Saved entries
•••••

PR #2544, opened 2022-05-06
Deploy to Heroku with GH Actions

exu3:


exu3:
~~Actually I think my Heroku API key just changed w/ the password reset; I should fix that before merging.~~

It should be good now!

I also tested this workflow on a separate repo, and it seemed to work.

PR #2551, opened 2022-05-07
Update Plaid tokens

maxwofford:
This reverts commit 8d7d907.

⚠️ This should only be merged once https://github.com/hackclub/bank/pull/2550 is merged, deployed, and confirmed working with the new Plaid tokens.

It should also have the new env tokens added to the Rails encrypted credentials file.


maxwofford:
This deployed successfully & background jobs that rely on Plaid (ie `TransactionEngineJob::Nightly` are completing successfully. I'm now deleting the old API tokens.

PR #2556, opened 2022-05-09
Temporarily Disable Sticker Mule

exu3:
We don't have enough credits currently and are currently working on renewing the contract.

Screen Shot 2022-05-09 at 10 24 20


maxwofford (approved):
Thanks for moving on this. Go ahead and merge when you're ready!

PR #2558, opened 2022-05-09
Spike on receipt uploading via email reply

maxwofford:
This spikes out #2557.


maxwofford:
While this is being developed, you can get a transaction's receipt upload URL in the admin tool on the HCB code show page:

Screen Shot 2022-05-09 at 16 40 25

•••••

ABOUT THIS TASK: All of the data above must be retyped exactly.

WRITTEN RESPONSE:
PR #2544, opened 2022-05-06
Deploy to Heroku with GH Actions

exu3:


exu3:
~~Actually I think my Heroku API key just changed w/ the password reset; I should fix that before merging.~~

It should be good now!

I also tested this workflow on a separate repo, and it seemed to work.

PR #2551, opened 2022-05-07
Update Plaid tokens

maxwofford:
This reverts commit 8d7d907.

⚠️ This should only be merged once https://github.com/hackclub/bank/pull/2550 is merged, deployed, and confirmed working with the new Plaid tokens.

It should also have the new env tokens added to the Rails encrypted credentials file.


maxwofford:
This deployed successfully & background jobs that rely on Plaid (ie `TransactionEngineJob::Nightly` are completing successfully. I'm now deleting the old API tokens.

PR #2556, opened 2022-05-09
Temporarily Disable Sticker Mule

exu3:
We don't have enough credits currently and are currently working on renewing the contract.

Screen Shot 2022-05-09 at 10 24 20


maxwofford (approved):
Thanks for moving on this. Go ahead and merge when you're ready!

PR #2558, opened 2022-05-09
Spike on receipt uploading via email reply

maxwofford:
This spikes out #2557.


maxwofford:
While this is being developed, you can get a transaction's receipt upload URL in the admin tool on the HCB code show page:

Screen Shot 2022-05-09 at 16 40 25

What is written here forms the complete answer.